Contentions of the Respondent:
The Learned Counsel for the Respondent submitted that as per Order XLI Rule 25 of the Code of Civil Procedure, 1908, the matter is to be remanded to the same authority that has passed the impugned order. He argued that when a statute directs that an appeal shall lie to a court already, established, then that appeal must be regulated by the practice and procedure of the Court.
Observations of the court:
The court noted that the Deputy Controller passed the impugned order, recording the submissions and written arguments of the parties as well as the observations of the opponent.

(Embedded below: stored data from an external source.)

PR #103, opened 2023-03-27
Add per platform executables

CtrlSpice:
Adding the `goreleaser.yaml` file to build binaries for MacOS, Linux, and Windows. Yes, we are finally doing this.


jmorrell (approved):
Yay binaries!
DALL·E 2023-03-27 11 56 21 - Two corgis dancing in the moonlight, digital art

PR #114, opened 2023-05-07
Add keyboard navigation for traces

CtrlSpice:
First step in adding keyboard navigation to the UI. You can now go up (arrowLeft, h) and down (arrowRight, l) the trace summaries in the sidebar. 

It's a bit hard to capture, but notice the position of the cursor in the gif:
KeyboardTraces

### DIFF
--- a/desktopexporter/app/components/sidebar-view/trace-list.tsx
+++ b/desktopexporter/app/components/sidebar-view/trace-list.tsx
@@ -161,7 +161,7 @@ export function TraceList(props: TraceListProps) {
     );
   } else {
     selectedTraceID = traceSummaries[selectedIndex].traceID;
-    navigate(`/traces/${selectedTraceID}`);
+    window.location.href = `/traces/${selectedTraceID}`;
   }
 
   // Set up keyboard navigation
--- a/desktopexporter/static/main.js
+++ b/desktopexporter/static/main.js
@@ -51216,7 +51216,7 @@ https://developer.mozilla.org/en-US/docs/Web/JavaScript/Reference/Template_liter
       );
     } else {
       selectedTraceID = traceSummaries[selectedIndex].traceID;
-      navigate(`/traces/${selectedTraceID}`);
+      window.location.href = `/traces/${selectedTraceID}`;
     }
     let arrowLeftPressed = useKeyPress("ArrowLeft");
     let arrowRightPressed = useKeyPress("ArrowRight");


EddieEldridge:
Looks great 👍

desktopexporter/app/components/sidebar-view/trace-list.tsx
```diff
@@ -144,18 +145,50 @@ type TraceListProps = {
...
-    selectedTraceID = traceSummaries[0].traceID;
+    selectedTraceID = traceSummaries[selectedIndex].traceID;
     window.location.href = `/traces/${selectedTraceID}`;
   }
 
+  // Set up keyboard navigation
+  let arrowLeftPressed = useKeyPress("ArrowLeft");
+  let arrowRightPressed = useKeyPress("ArrowRight");
+  let hPressed = useKeyPress("h");
+  let lPressed = useKeyPress("l");
```
jmorrell, line 171: As a hygiene thing, it would be good if the specific key didn't leak into the variable names. If we want to change them later, or support multiple layouts (not only other language layouts, but dvorak programmers a a thing) then we'll want this to be configurable.

So one more layer of indirection here would be my suggestion. Maybe a `keyMapping` type.

```typescript
type KeyMapping = {
  nextSpan: string;
  prevSpan: string;
  nextTrace: string;
  prevTrace: string;
  // support a second mapping, or maybe use a string[] as a value instead?
  nextSpanAlt: ?string;
  prevSpanAlt: ?string;
  nextTraceAlt: ?string;
  prevTraceAlt: ?string;
}
```

```typescript
let nextSpanPressed = useKeyPress(keyMapping.nextSpan);
```

You could also modify `useKeyPress` to accept an array of keys directly

```typescript
let prevTracePressed = useKeyPress(["ArrowLeft", "h"])
```

jmorrell (changes requested):

desktopexporter/app/components/sidebar-view/trace-list.tsx
CtrlSpice: Hey, so it was my understanding that using event.key in the `useKeyPress` hook (as opposed to event.keyCode) means this will work fine for Dvorak as is.

For the rest though, I agree with you. I'm going to modify `useKeyPress` to take arrays in a separate PR, so I can clean up navigation for trace summaries in the sidebar and the spans in the waterfall view at the same time. 😁

desktopexporter/app/components/sidebar-view/trace-list.tsx
```diff
@@ -144,18 +145,50 @@ type TraceListProps = {
...
+
+  useEffect(() => {
+    if (arrowRightPressed || lPressed) {
+      selectedIndex =
+        selectedIndex < traceSummaries.length - 1
+          ? selectedIndex + 1
+          : traceSummaries.length - 1;
+      selectedTraceID = traceSummaries[selectedIndex].traceID;
+      navigate(`/traces/${selectedTraceID}`);
+    }
```
jmorrell, line 189: These chunks of code are a little mysterious without a comment or a name. Factoring them out into a named function might make this read a bit better

```typescript

if (arrowLeftPressed || hPressed) {
      navigateToPreviousTrace()
}

if (arrowRightPressed || lPressed) {
  navigateToNextTrace()
}
```

jmorrell (approved):
DALL·E 2023-05-14 11 43 42 - a very confused corgi using a keyboard  Floating text says _I have no idea what I am doing_, digital art

PR #129, opened 2023-06-06
Add host flag

svrnm:
Not a go expert, so maybe the implementation needs to look differently.

I wanted to run otel-desktop-viewer in a docker container but didn't get it working because it only listened on localhost. Of course I could build a custom collector and set the config, but I thought this way it is more convenient.

### DIFF
--- a/main.go
+++ b/main.go
@@ -34,6 +34,7 @@ func runInteractive(buildInfo component.BuildInfo) error {
 
 func newCommand(info component.BuildInfo) *cobra.Command {
 	var httpPortFlag, grpcPortFlag, browserPortFlag int
+	var hostFlag string
 
 	rootCmd := &cobra.Command{
 		Use:          info.Command,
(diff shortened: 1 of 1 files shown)


main.go
```diff
@@ -45,15 +46,15 @@ receivers:
   otlp:
     protocols:
       http:
-        endpoint: localhost:` + strconv.Itoa(httpPortFlag) + `
+        endpoint: ` + hostFlag + `:` + strconv.Itoa(httpPortFlag) + `
       grpc:
-        endpoint: localhost:` + strconv.Itoa(grpcPortFlag) + `
+        endpoint: ` + hostFlag + `:` + strconv.Itoa(grpcPortFlag) + `
```
jmorrell, line 51: This is starting to get a little unwieldy. We should probably explore using a template language in the future @CtrlSpice like https://pkg.go.dev/text/template

jmorrell (approved):
Nice! This looks great as-is

PR #149, opened 2024-09-26
Replace in-memory store with DuckDB

CtrlSpice:
This PR replaces the in-memory list-based store with duckDB:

The Court observed that the Deputy Controller ought to have disclosed reasons to support his conclusion. If the Patent Office’s orders lack proper reasoning, it may be difficult for the applicant to identify the grounds for appeal. The Court said that the crux of the issue is a lack of reasoning supporting the final decision, a task of which the Deputy Controller has completely fallen short. This makes the decision arbitrary, suggesting a subjective determination without any objective criteria. Such kinds of mechanical, template, and cut-and-paste orders cannot be sustained and must be strictly discouraged.
The Court said that the Registrar of Trade Mark is not a Civil Court. Section 100A of the Civil Procedure Code, 1908 is confined to a second appeal. The bar would only operate where a decree or appeal was preferred before the Single Judge of a Civil Court. In the present case, the impugned order was passed by the Deputy Controller under the Patent Act and thus the Order XLI Rule 25 is not applicable in the present case.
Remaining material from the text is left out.